A Ruby Diva that's going to my mom. Blue Sierra stylus that will be part of an anniversary gift for a friend of a friend Thanks for looking !

Reactions: Like 8


----------



## SDB777 (Jan 10, 2014)

What are you 'doing' for the finish?
Nicely done!!!


Scott (should have done something today) B

Reactions: Like 1


----------



## manbuckwal (Jan 10, 2014)

Hey Scott thanks, nice to see ya back around. It's a CA finish


----------



## ironman123 (Jan 10, 2014)

I am sure they will be appreciated greatly.
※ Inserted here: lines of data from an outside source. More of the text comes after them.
PR #7, opened 2021-07-29
Adding msbuild+CMake+VS2019 CI build

DarkWanderer:
Adds a basic CI workflow which builds the project in both x86 and x64 platforms.
Example run: https://github.com/DarkWanderer/orbiter/runs/3196658204?check_suite_focus=true

### DIFF
--- a/.github/workflows/build.yml
+++ b/.github/workflows/build.yml
@@ -1,0 +1,51 @@
+name: Build
+
+on:
+  push:
+    branches:
+      - master
+    paths-ignore:
+      - 'Doc/**'
+      - 'Flights/**'
+      - 'Html/**'
+      - 'Images/**'
+      - 'Localdoc/**'
+      - 'Scenarios/**'
+      - 'Textures/**'
+      - 'Textures2/**'
+  pull_request:
+    branches:
+      - master
+    paths-ignore:
+      - 'Doc/**'
+      - 'Flights/**'
+      - 'Html/**'
+      - 'Images/**'
+      - 'Localdoc/**'
+      - 'Scenarios/**'
+      - 'Textures/**'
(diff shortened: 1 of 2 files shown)


hughesjs (approved):
It's a good start, would be good if we could get some testing integrated into the pipeline

SaadiSave:
> It's a good start, would be good if we could get some testing integrated into the pipeline

Are x64 builds supposed to fail?

DarkWanderer:
> Are x64 builds supposed to fail?

Yes, the codebase is not currently x64-compatible, but given it's the №1 item in TODO - and there are already a few people working on it - I left it in intentionally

Great job.

Ray

Reactions: Like 1


----------



## manbuckwal (Jan 10, 2014)

ironman123 said:


> I am sure they will be appreciated greatly. Great job.
> 
> Ray


Thanks, it's hard to tell from the pic but the red resin is a cool shaped heart figure too .


----------



## NYWoodturner (Jan 11, 2014)

Nice job Tom. Those are two awesome looking blanks that you did justice to.

Reactions: Like 1


----------



## rdabpenman (Jan 11, 2014)

Great looking casting on those components.
Well done.

Les

Reactions: Like 1


----------



## DKMD (Jan 11, 2014)

Those are cool, Tom! I especially like that buckeye beauty!

Reactions: Like 1


----------